Was im Gehirn passiert, wenn man die Qual der Wahl hat, ist noch wenig verstanden. Forscher des
Biologischen Instituts der Universität Stuttgart und des Max-Planck-Instituts für neurologische
Forschung in Köln konnten nun zeigen, dass in Entscheidungssituationen, bei denen die Kosten und
der Nutzen verschiedener Handlungsoptionen abzuwägen sind, insbesondere der vorderste Teil der
Hirnrinde, der Präfrontalcortex, aktiviert wird*). Mithilfe moderner bildgebender Verfahren gelang
es den Gruppen erstmals, die Stoffwechselaktivität im Gehirn von Nagetieren bei komplexen
kognitiven Leistungen zu messen.
Bei vielen Entscheidungen werden die zu erwartenden Kosten und der voraussichtliche Nutzen abgewogen, das ist beim Menschen nicht anders als beim Tier. Kosten und Nutzen sind dabei hypothetische Maße für den Wert der mit einer Handlungsoption verknüpften Belohnung (beispielsweise der Menge an Geld oder Nahrung) und den dafür zu leistenden Aufwand. Wählt zum Beispiel ein Raubvogel sein Frühstück aus, schlägt auf der Nutzenseite der erwartete Nährwert der Beute und bei den Kosten die für den Beutefang notwendige Stoffwechselenergie zu Buche. Welche Gehirnbereiche Kosten-Nutzen-Analysen bei Menschen und höheren Tieren steuern, ist noch kaum bekannt.
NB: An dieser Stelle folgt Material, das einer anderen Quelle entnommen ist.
PR #14190, opened 2022-11-30
feat: trigger corecrypto migration script [FS-1095]

PatrykBuniX:
<table>
<td>
  <a href="https://wearezeta.atlassian.net/browse/FS-1095" title="FS-1095" target="_blank">TaskFS-1095</a>  [Web] Trigger CoreCrypto DB migration code when webapp is loaded with CoreCrypto as the proteus handler
  </td></table>
  <br />
 

Trigger `cryptobox` -> `corecrypto` migration script.
- when storage version upgrade is detected (`v19` -> `v20`) store, `"migrationState"` in localstorage.
- after app (core and storage) is initialised, check `"migrationState"` entry.
- if `"migrationState"` was defined, trigger migration script with stored db name
- after migration was successful, delete `"migrationState"` entry from the local storage.

### DIFF
--- a/src/script/main/app.ts
+++ b/src/script/main/app.ts
@@ -402,18 +402,7 @@ export class App {
       }
       const selfUser = await this.initiateSelfUser();
 
-      const dbMigrationState = dbMigrationStateStore.getDBMigrationState();
-      if (dbMigrationState) {
-        const {storeName} = dbMigrationState;
-        try {
-          this.logger.log(`Migrating data from cryptobox store (${storeName}) to corecrypto.`);
-          await this.core.proteusCryptoboxMigrate(storeName);
-          this.logger.log(`Successfully migrated from cryptobox store (${storeName}) to corecrypto.`);
-          dbMigrationStateStore.deleteDBMigrationState();
-        } catch (error) {
-          this.logger.error('Client was not able to perform DB migration:', error);
-        }
-      }
+      await this.triggerDatabaseMigration();
 
       if (this.apiClient.backendFeatures.isFederated && this.repository.storage.storageService.db && context.domain) {
         // Migrate all existing session to fully qualified ids (if need be)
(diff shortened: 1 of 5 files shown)


src/script/main/app.ts
```diff
@@ -399,9 +400,21 @@ export class App {
...
       const selfUser = await this.initiateSelfUser();
 
+      const dbMigrationState = dbMigrationStateStore.getDBMigrationState();
+      if (dbMigrationState) {
+        const {storeName} = dbMigrationState;
+        try {
+          this.logger.log(`Migrating data from cryptobox store (${storeName}) to corecrypto.`);
+          await this.core.proteusCryptoboxMigrate(storeName);
+          this.logger.log(`Successfully migrated from cryptobox store (${storeName}) to corecrypto.`);
+          dbMigrationStateStore.deleteDBMigrationState();
```
atomrc: It would also be nice to delete all the tables that are deprecated (namely `keys`, `prekeys` and `sessions`) now :)

src/script/util/dbMigrationStateStore/dbMigrationStateStore.ts
```diff
@@ -0,0 +1,46 @@
...
+
+const deleteDBMigrationState = () => {
+  localStorage.removeItem(storageKey);
+};
+
+export const dbMigrationStateStore = {
+  deleteDBMigrationState,
+  getDBMigrationState,
+  setDBMigrationState,
+};
```
atomrc: Let's try to come up with a slightly more semantic API. 
Here the `get`, `set` and `delete` are very generic and do not convey so much info. 

How about we try:
- `isCoreDBMigrationNeeded: () => boolean`
- `setNeedsCoreDBMigration: () => void` (no need for inputs, we just flag it)
- `markCoreDBMigrationDone: () => void`

src/script/main/app.ts
PatrykBuniX: Unfortunately we can only clear all the data from these tables (we can't delete whole tables - we would need to modify `schema` which is not allowed when database is running). Not sure what to do about it 🤔

atomrc: oohh I see, then maybe we will need to do it in a later `version` transaction.

atomrc: Here is the strategy I'd suggest:
- let's, for now, clear the content of the tables
- let's prepare a further migration script that will delete the tables **if** they are empty :)

atomrc (approved):
Seems solid 💪  nice one man

atomrc (approved):

PR #14234, opened 2022-11-30
feat: Handle reset session messages

atomrc:


src/script/cryptography/CryptographyMapper.ts
```diff
@@ -242,7 +242,7 @@ export class CryptographyMapper {
       default: {
         const logMessage = `Skipped event '${genericMessage.messageId}' of unhandled type '${genericMessage.content}'`;
         this.logger.debug(logMessage, {event, generic_message: genericMessage});
-        throw new CryptographyError(CryptographyError.TYPE.UNHANDLED_TYPE, logMessage);
+        return undefined;
```
aweiss-dev, line 245: the 'return undefined' can be removed. It should return undefined by default with no return statement

aweiss-dev (approved):

PatrykBuniX (approved):

PR #14236, opened 2022-12-01
refactor: Cleanup usage of core

atomrc:
Prepare for https://github.com/wireapp/wire-web-packages/pull/4650


src/script/client/ClientEntity.ts
```diff
@@ -75,17 +75,6 @@ export class ClientEntity {
...
-  /**
-   * Splits an ID into user ID, client ID & domain (if any).
-   */
-  static dismantleUserClientId(id: string): {clientId: string; domain?: string; userId: string} {
-    // see https://regex101.com/r/c8FtCw/1
-    const regex = /((?<domain>.+)@)?(?<userId>.+)@(?<clientId>.+)$/g;
-    const match = regex.exec(id);
-    const {domain, userId, clientId} = match?.groups || {};
-    return {clientId, domain, userId};
-  }
```
atomrc, line 87: This has been moved to a util module

src/__mocks__/@wireapp/core.ts
```diff
@@ -0,0 +1,40 @@
...
+ * but WITHOUT ANY WARRANTY; without even the implied warranty of
+ * MERCHANTABILITY or FITNESS FOR A PARTICULAR PURPOSE. See the
+ * GNU General Public License for more details.
+ *
+ * You should have received a copy of the GNU General Public License
+ * along with this program. If not, see http://www.gnu.org/licenses/.
+ *
+ */
+
+export class Account {
```
przemvs, line 20: Maybe use name for mocks /Class/Mock or Mocked/Class/? WDYT?

atomrc: It needs to be the same name as the class exported in the real package, actually.

przemvs: Or it should have same name as original class ?

przemvs (approved):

Frühere Untersuchungen an Nagetieren haben zwar wesentlich dazu beigetragen, einzelne
Teilstrukturen von entscheidungssteuernden Schaltkreisen des Gehirns zu identifizieren. Die
Stoffwechselaktivität des gesamten Gehirns bei komplexen kognitiven Leistungen wie
Entscheidungsabläufen konnte man bisher jedoch nicht messen. Nun wurden geeignete Testaufgaben
entwickelt und spezielle Messgeräte eingesetzt, die solche Experimente möglich machten.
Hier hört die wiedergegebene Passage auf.